I see often people say that the distro you are using doesn’t matter. One can turn any distro into another. And I do not agree with that. If that was true, why do we even have so many distributions? I always said, if distros don’t matter…
- … why distro hop?
- … why don’t you use Ubuntu then?
- … why don’t you recommend Archlinux to a newcomer?
- … why don’t you use Kali Linux as a server?
- … why don’t you use Batocera or SteamOS as your daily driver?
- … why do you trust a community distro more than a corporate distro? (or vice versa)
I don’t think that distros only matter to newcomers. Maybe it matters for experienced users even more.


Ok, this is getting into macro scale now. They use entirely different filesystems, boot sequences, package databases, and low-level C libraries. So, in that car analogy what you are describing would effectively be changing out 1 or a few parts at a time and iterating over that until no original part exists and then saying you turned a car into a truck because you kept the car radio the same.

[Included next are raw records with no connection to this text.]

PR #236, opened 2026-05-18
feat(GAME-073): deferred verdict banner + star count reveal

cgruber:
## Prerequisites
- [x] Parent PR merged: #235

## Summary
- On result screen open, verdict and subtitle start hidden (opacity 0); the banner is revealed progressively — failure banner appears on the first failing required criterion, success banner + star count appear after all rows resolve (or on skip/reduced-motion)
- `computeStarCount` fixed to follow DESIGN-001: returns 0 if any required criterion fails; otherwise 1 (base star) + count of optional criteria passed
- Stars rendered as filled/empty ★/☆ spans with a scale-in animation (disabled in `prefers-reduced-motion`) inside new `#result-stars` element
- `play("tada"/"womp-womp")` wired for completion audio — clips not yet generated (POST-MERGE)
- `syncOverallVerdict` (debug replay) extended to also refresh star display
- e2e: three new GAME-073 tests; existing tests updated with explicit `page.emulateMedia({ reducedMotion:"reduce" })` calls in helpers (required because `playwright.config reducedMotion:'reduce'` is ignored in Bazel-sandboxed Chromium)

## Validation performed
- [x] N/A — kubectl dry-run (not infra)
- [x] N/A — sops decrypt (not infra)
- TypeScript typecheck passes
- Full e2e test suite passes locally (135 tests)

- Web game only (result screen UX)

- OPTIONAL POST-MERGE: generate tada/womp-womp audio clips (~1–2s each, −16 LUFS) per GAME-073 AC; add to INVENTORY.md; preload with scenario

## Tickets addressed
- see #236 (GAME-073)

## Rollback
- Revert this commit; self-contained to `showResultScreen`, `computeStarCount`, `syncOverallVerdict`, styles, and index.html

### DIFF
--- a/game/web/e2e/sprint4.spec.ts
+++ b/game/web/e2e/sprint4.spec.ts
@@ -156,3 +156,54 @@ test("GAME-052: final state has correct criteria count after skip (regression)",
   const badges = page.locator(".result-criterion .rc-badge");
   await expect(badges).toHaveCount(count);
 });
+
+// ─── GAME-073: deferred success banner + star count reveal ───────────────────
+
+// Reduced-motion path: failure banner shows immediately (map unsolved = failing).
+test("GAME-073: failure banner shown immediately in reduced-motion mode", async ({ page }) => {
+  await loadEditor(page);
+  await openResultScreen(page); // already emulates reducedMotion:'reduce'
+  // Unsolved tutorial-002 has required-failing criteria.
+  await expect(page.locator("#result-verdict")).toHaveText("Map Failed");
+  await expect(page.locator("#result-stars")).toBeHidden();
+});
+
+// Reduced-motion path: success banner + stars shown immediately on a force-win.
+test("GAME-073: success banner and stars shown immediately in reduced-motion mode (force-win)", async ({ page }) => {
+  await page.goto("/?s=tutorial-002&debug");
+  await page.emulateMedia({ reducedMotion: "reduce" });
+  const skip = page.locator("#btn-intro-skip");
+  await expect(skip).toBeVisible({ timeout: 10_000 });
+  await skip.click();
+  await expect(page.locator("path.hex").first()).toBeVisible({ timeout: 10_000 });
+
+  await page.locator("#btn-debug-win").click();
+  await expect(page.locator("#result-screen")).toBeVisible({ timeout: 10_000 });
+
+  await expect(page.locator("#result-verdict")).toHaveText("Map Passed!");
+  await expect(page.locator("#result-stars")).toBeVisible();
+  // tutorial-002: 2 required + 1 optional → max 2 stars; force-win passes all → 2 stars
+  const starCount = await page.locator("#result-stars .result-star").count();
+  expect(starCount).toBe(2);
+});
+
+// Animated path: verdict starts empty, skip button reveals it with stars.
+test("GAME-073: skip reveals verdict and stars (animated mode, force-win)", async ({ page }) => {
+  await page.goto("/?s=tutorial-002&debug");
+  // Do NOT emulate reduced-motion — use animated path.
+  const skip = page.locator("#btn-intro-skip");
+  await expect(skip).toBeVisible({ timeout: 10_000 });
+  await skip.click();
+  await expect(page.locator("path.hex").first()).toBeVisible({ timeout: 10_000 });
+
+  await page.locator("#btn-debug-win").click();
+  await expect(page.locator("#result-screen")).toBeVisible({ timeout: 10_000 });
+
+  // Verdict starts empty before any row resolves.
+  await expect(page.locator("#result-verdict")).toHaveText("");
+
+  // Skip → all rows finalized → success banner appears.
+  await page.locator("#btn-reveal-skip").click();
+  await expect(page.locator("#result-verdict")).toHaveText("Map Passed!");
+  await expect(page.locator("#result-stars")).toBeVisible();
+});
--- a/game/web/src/main.ts
+++ b/game/web/src/main.ts
@@ -95,6 +95,7 @@ const resultSubtitle = document.getElementById("result-subtitle") as HTMLElement
 const resultCriteriaList = document.getElementById("result-criteria-list") as HTMLElement | null;
 const btnKeepDrawing = document.getElementById("btn-keep-drawing") as HTMLButtonElement | null;
 const btnNextScenario = document.getElementById("btn-next-scenario") as HTMLButtonElement | null;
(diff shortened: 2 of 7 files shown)


game/web/styles.css
```diff
@@ -571,6 +572,32 @@ body {
...
   margin-top: -10px;
+  transition: opacity 0.3s ease;
+}
+
+#result-stars {
+  display: flex;
+  justify-content: center;
+  gap: 6px;
+  margin-top: -4px;
+}
```
cgruber, line 583: **Bug: `.hidden` class does not hide `#result-stars` — missing CSS rule**

`index.html` initialises the element as `<div id="result-stars" class="hidden">`, and the JS uses `classList.add("hidden")` / `classList.remove("hidden")` throughout.  However the stylesheet has no `#result-stars.hidden { display: none; }` rule.  The only rule for this element is the new `#result-stars { display: flex; … }` block, which always wins.

Result: on every page load the element is rendered as an empty flex container (0 height, but participates in layout and passes `toBeVisible` if Playwright checks bounding box), and the "failure banner shows immediately" test assertion `toBeHidden()` relies on the element being hidden — it will pass only because the element is empty, not because the class works.

Fix: add `#result-stars.hidden { display: none; }` to `styles.css`, following the same pattern used for `#main-menu.hidden`, `#result-screen.hidden`, etc.

game/web/src/main.ts
```diff
@@ -990,6 +1031,8 @@ const IS_DEBUG = (debugParam !== null && debugParam !== "off") ||
 			const neutral = row.querySelector<HTMLElement>(".rc-char-neutral");
 			const verdict = row.querySelector<HTMLElement>(".rc-char-verdict");
 			if (neutral && verdict) transitionCharSlot(neutral, verdict);
+			// GAME-073: reveal failure banner on first required-criterion fail.
+			if (!passed && required) revealVerdict(false, 0);
```
cgruber, line 1041: **Audio overlap on first required-criterion fail**

`revealVerdict(false, 0)` (line 1035) fires `play("womp-womp")` before the `if (withAudio)` block (line 1036) fires the character's disapprove clip (e.g. `commissioner-disapprove-f`).  On the first required-criterion fail in the animated path both clips fire simultaneously on the same turn.

The `verdictShown` guard prevents this from repeating for subsequent rows, but for row 0 the two calls to `play()` overlap.  Depending on the audio queue implementation this may cause the banner stinger to interrupt the character clip or vice versa.

Consider moving the `revealVerdict` call to after the `withAudio` block, or inserting a short delay before the banner audio (e.g. let the character clip finish first).  At minimum, document the intended behaviour if simultaneous is acceptable.

game/web/src/main.ts
```diff
@@ -973,6 +976,44 @@ const IS_DEBUG = (debugParam !== null && debugParam !== "off") ||
...
+
+		function revealVerdict(pass: boolean, starCount: number): void {
+			if (verdictShown) return;
+			verdictShown = true;
+			resultVerdict!.textContent = pass ? "Map Passed!" : "Map Failed";
+			resultVerdict!.className = pass ? "pass" : "fail";
+			resultVerdict!.style.opacity = "1";
+			resultSubtitle!.textContent = pass
+				? "All required criteria met."
+				: mapIsValid
```
cgruber, line 1002: **Accessibility: star rating has no text alternative for screen readers**

Every `<span>` star gets `aria-hidden="true"`, so screen readers see the parent `#result-stars` container as empty.  A user who hears "Map Passed!" has no way to know the star count.

The `#result-verdict` element also has no `aria-live` region, so the deferred reveal (opacity transition) may not be announced at all in the animated path — the DOM text changes but the element was already rendered when the screen was first read.

Suggested fixes:
1. Add a visually-hidden text child to `#result-stars` that states the count: e.g. `<span class="sr-only">3 out of 3 stars</span>` (update it in `renderStars`).
2. Mark `#result-verdict` (or a wrapper) as `aria-live="polite"` so the deferred text update is announced after the reveal.

game/web/e2e/sprint4.spec.ts
```diff
@@ -156,3 +156,53 @@ test("GAME-052: final state has correct criteria count after skip (regression)",
...
+  await skip.click();
+  await expect(page.locator("path.hex").first()).toBeVisible({ timeout: 10_000 });
+
+  await page.locator("#btn-debug-win").click();
+  await expect(page.locator("#result-screen")).toBeVisible({ timeout: 10_000 });
+
+  await expect(page.locator("#result-verdict")).toHaveText("Map Passed!");
+  await expect(page.locator("#result-stars")).toBeVisible();
+  const starCount = await page.locator("#result-stars .result-star").count();
+  expect(starCount).toBeGreaterThan(0);
```
cgruber: **Test gap: `computeStarCount` formula not verified precisely**

The new formula (`1 + optional_passed`) is a meaningful change from the old `required_passed` count, but the e2e tests only assert `starCount > 0` (sprint4.spec.ts line ~89).  No test pins the actual count, e.g. "scenario with 2 optional criteria all passing yields 3 stars" or "1 optional failing yields 2 stars."

A unit test or a tighter assertion (e.g. `expect(starCount).toBe(expectedStars)`) would catch regressions in the formula without adding a lot of test complexity.  Even adding a `.result-star.filled` count assertion on the force-win test (where `maxStars` is known from the scenario definition) would help.

game/web/styles.css
cgruber: Fixed. Added `#result-stars.hidden { display: none; }` to styles.css. The element correctly hides when the class is set.

game/web/src/main.ts
cgruber: Fixed. When `pass=false`, womp-womp is now delayed by 400ms (`setTimeout(() => play("womp-womp"), 400)`) so the criterion's disapprove clip has time to start before the verdict audio fires.

game/web/src/main.ts
cgruber: Fixed. Added `aria-live="polite"` to `#result-verdict` in index.html so deferred text changes are announced. `renderStars` now sets `aria-label="N of M stars"` on the container each time it renders; individual star spans keep `aria-hidden="true"`. Static `aria-label="Star rating"` on the HTML element is overwritten by renderStars so the count is always current.

game/web/e2e/sprint4.spec.ts
cgruber: Fixed. tutorial-002 has 1 optional criterion (sc-compactness), so force-win yields `1 + 1 = 2` stars. The assertion is now `expect(starCount).toBe(2)` with a comment explaining the formula.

Maybe this is a matter of perspective, but at that point I would say you didn’t turn a car into a truck, you just built a truck.
EDIT: I would say most people’s constraint on being able / not able to convert distros is “within reason”. Without that, we might as well just talk about kernel versions because that’s ultimately what Linux is not the DEs and package managers and etc,etc.
To your original point that you can’t turn one distro into another (which you seem to now disagree with), you can but not always “within reason”.
Yes, that’s the argument its being made.
I’m NOT (edit: forgot the NOT, lol) the one claiming that, just reiterating whats being said. Because I don’t know and want to find it out with discussions. I think it is ridiculous, and don’t think anyone should do that. But technically it can be done, seemingly.
I’ve been thinking more and more about this (the NixOS to Arch) and comments saying “that should be easy”.
Dynamic linking creates a catch 22 to all of this.
You have to do the majority of steps live and can’t reboot. NixOS doesn’t follow FHS, but Arch bootstrapping requires that. If you force-create those directories and try to bootstrap Arch over a live NixOS instance, the binaries you compile will instantly break because they won’t be able to find the dynamic linker (ld-linux) or standard C libraries (glibc) in the locations they expect.
At some point you are going to be using Nix’s development tools to build out pacman. To get around the previous issues you would drop to a nix-shell to build the environment (which is one really good use of NixOS in general), but then you’d segfault as soon as you tried to use it outside the environment.
Even with the pacman binary present as soon as you rug pull glibc from memory, since pacman is needing the host’s instance of that, you’d have a kernel panic.
I was never this specific, but this kind of thought process is what I always had and countered with. I don’t think there is evidence this can be done to a degree, to be able to say that the distribution doesn’t matter. I don’t buy that, just to be clear. Maybe people claiming this are thinking of similar distributions, like Ubuntu to Debian and never had atomic distributions in mind or something wacky as NixOS.